Work to be completed
Where a line in the records below contains the string "empty", tally it; give only the final number.
*** Opening Dataset excerpts ***
PR #266, opened 2020-03-30
some small performance improvements

marco-neumann-jdas:
See commits for details.

### DIFF
--- a/kartothek/io_components/metapartition.py
+++ b/kartothek/io_components/metapartition.py
@@ -756,7 +756,7 @@ class MetaPartition(Iterable):
                     )
 
                 if list(df.columns) != table_columns:
-                    df = df.loc[:, table_columns]
+                    df = df.reindex(columns=table_columns, copy=False)
             new_data[table] = df
         return self.copy(data=new_data)
 
@@ -801,7 +801,7 @@ class MetaPartition(Iterable):
         ]
         if cleaned_original_columns != original_columns:
             # indexer call is slow, so only do that if really necessary
-            df = df.loc[:, cleaned_original_columns]
+            df = df.reindex(columns=cleaned_original_columns, copy=False)
 
         for pos, (primary_key, value) in enumerate(key_indices):
             # If there are predicates, don't reconstruct the index if it wasn't requested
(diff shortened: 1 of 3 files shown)


kartothek/io_components/metapartition.py
```diff
@@ -686,7 +686,17 @@ def load_dataframes(
...
+                if table_columns is not None:
+                    table_columns_to_io_candidates = sorted(
+                        set(self.table_meta[table].names) - set(table_columns)
+                    )
+                    if table_columns_to_io_candidates:
+                        table_columns_to_io = [table_columns_to_io_candidates[0]]
+                    else:
+                        table_columns_to_io = None
+                else:
+                    table_columns_to_io = None
```
fjetter: What's the background for this change? Can you add a comment in the code? I cannot see any details in the commit message

marco-neumann-jdas: "only load a single dummy column in MetaPartition.load_dataframes" is the commit message. This case happens if the user does not request any columns but we still need at least a single dummy column to reconstruct a non-broken DF. W/o this change, we just loaded ALL available columns which is way too much.

fjetter: Ok let me rephrase it: I suspected the "else we load everything" answer already but I'm not sure if this is clear in the code once a bit of time passes. Also, I'm pretty sure this was possible at some point. Do you know if anything in arrow changed in that regard?

fjetter:
Can you also add a changelog describing in which areas we can expect performance improvements? e.g.

* Read performance improvements for ...
   * partitioned datasets
   * queries with empty columns

or something like that.

kartothek/io_components/metapartition.py
lr4d: I took a brief look at the serialization module and it looks like if we pass `colums=[]` we get back a dataframe with an index the size of the number of rows of the Parquet file. Wouldn't that be faster? (Or is that not suitable for index reconstruction afterwards?)

marco-neumann-jdas: Let me explain it based on @lr4d question:

if you pass an empty column list, you want the set of rows (at least the DF len) to be restored. The issue is that not all serializers have dealed with this edge case correctly in the past. It was implemented here because it is the only location where the reader knows about potential dummy columns. That said, I removed the special case handling all together because to my knownledge, all serializers can now deal with this correctly.

lr4d: Thanks for the explanation @marco-neumann-jdas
*** Closing Dataset excerpts ***
Problem solution
2